» Assigned task
What do the lines from the top of the data through the line with "Will fix it" say? Quote them exactly and include both ends.

== Data shown

PR #555, opened 2020-10-19
Add most popular libraries to InAppExclude

bruno-garcia:
Frames marked `InApp=true` are considered when grouping issues in Sentry.
To help improve grouping, excluding a few more namespaces that are known to be external packages


src/Sentry/SentryOptions.cs
```diff
@@ -401,6 +401,30 @@ public SentryOptions()
...
+                    "Polly",
+                    "Swashbuckle",
+                    "Fluentassertions",
+                    "Autofac",
+                    "Stackexchange.Redis",
+                    "Dapper",
+                    "RestSharp",
+                    "SkiaSharp",
+                    "IdentityModel",
+                    "SqlitePclRaw",
```
bruno-garcia, line 418:
```suggestion
                    "SqlitePclRaw",
                    "Xamarin",
```

bruno-garcia:
@Tyrrrz did the tests flakey up now? Seem to break at random

Tyrrrz:
@bruno-garcia yes, AppVeyor did:

image

Not a test issue.

src/Sentry/SentryOptions.cs
```diff
@@ -401,6 +401,31 @@ public SentryOptions()
...
                     "Giraffe.",
                     "NLog",
+                    "Npgsql",
+                    "RabbitMQ",
+                    "Hangfire",
+                    "IdentityServer4",
+                    "AWSSDK",
+                    "Polly",
+                    "Swashbuckle",
+                    "Fluentassertions",
```
Tyrrrz, line 411: Why would someone use Fluentassertions in an application? Should it be FluentValidation?

Tyrrrz (approved):

Tyrrrz:
Is the purpose of this feature something like "show only my code"? Maybe in that case it's possible to implement some smarter heuristic in the future, instead of listing every single library in existence?

Tyrrrz:
Ok. one test did appear to fail, didn't notice that at first.

image

Judging from the stack trace, the error comes from the constructor of `Sentry.Internal.Hub`. Which shouldn't be called in this test because DSN is empty:

image

My guess is that the tests might be running in parallel and there's a race condition where some other test may set DSN environment variable, which gets read in this test in `var dsn = options.Dsn ?? DsnLocator.FindDsnStringOrDisable();`, resulting in the wrong behavior.

src/Sentry/SentryOptions.cs
bruno-garcia: yes

bruno-garcia:
@Tyrrrz yeah seems something got flakey

> FluentValidation

Will fix it

> yeah something with Assembly.GetEntrypoint().Namepsace of sorts but it comes with other down sides.

Would be worth a try if you're willing to give it a shot.

It's not *just* for the "just my code" feature, but also affects grouping. We only consider "InApp" frames when grouping issues, so those async await (MoveNext) frames in between shouldnt play a role, otherwise it gets badly grouped due to often differnt generated code frames in the middle

src/Sentry/SentryOptions.cs
bruno-garcia, line 411:
```suggestion
                    "FluentValidation",
```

====

» Output for this exercise
PR #555, opened 2020-10-19
Add most popular libraries to InAppExclude

bruno-garcia:
Frames marked `InApp=true` are considered when grouping issues in Sentry.
To help improve grouping, excluding a few more namespaces that are known to be external packages


src/Sentry/SentryOptions.cs
```diff
@@ -401,6 +401,30 @@ public SentryOptions()
...
+                    "Polly",
+                    "Swashbuckle",
+                    "Fluentassertions",
+                    "Autofac",
+                    "Stackexchange.Redis",
+                    "Dapper",
+                    "RestSharp",
+                    "SkiaSharp",
+                    "IdentityModel",
+                    "SqlitePclRaw",
```
bruno-garcia, line 418:
```suggestion
                    "SqlitePclRaw",
                    "Xamarin",
```

bruno-garcia:
@Tyrrrz did the tests flakey up now? Seem to break at random

Tyrrrz:
@bruno-garcia yes, AppVeyor did:

image

Not a test issue.

src/Sentry/SentryOptions.cs
```diff
@@ -401,6 +401,31 @@ public SentryOptions()
...
                     "Giraffe.",
                     "NLog",
+                    "Npgsql",
+                    "RabbitMQ",
+                    "Hangfire",
+                    "IdentityServer4",
+                    "AWSSDK",
+                    "Polly",
+                    "Swashbuckle",
+                    "Fluentassertions",
```
Tyrrrz, line 411: Why would someone use Fluentassertions in an application? Should it be FluentValidation?

Tyrrrz (approved):

Tyrrrz:
Is the purpose of this feature something like "show only my code"? Maybe in that case it's possible to implement some smarter heuristic in the future, instead of listing every single library in existence?

Tyrrrz:
Ok. one test did appear to fail, didn't notice that at first.

image

Judging from the stack trace, the error comes from the constructor of `Sentry.Internal.Hub`. Which shouldn't be called in this test because DSN is empty:

image

My guess is that the tests might be running in parallel and there's a race condition where some other test may set DSN environment variable, which gets read in this test in `var dsn = options.Dsn ?? DsnLocator.FindDsnStringOrDisable();`, resulting in the wrong behavior.

src/Sentry/SentryOptions.cs
bruno-garcia: yes

bruno-garcia:
@Tyrrrz yeah seems something got flakey

> FluentValidation

Will fix it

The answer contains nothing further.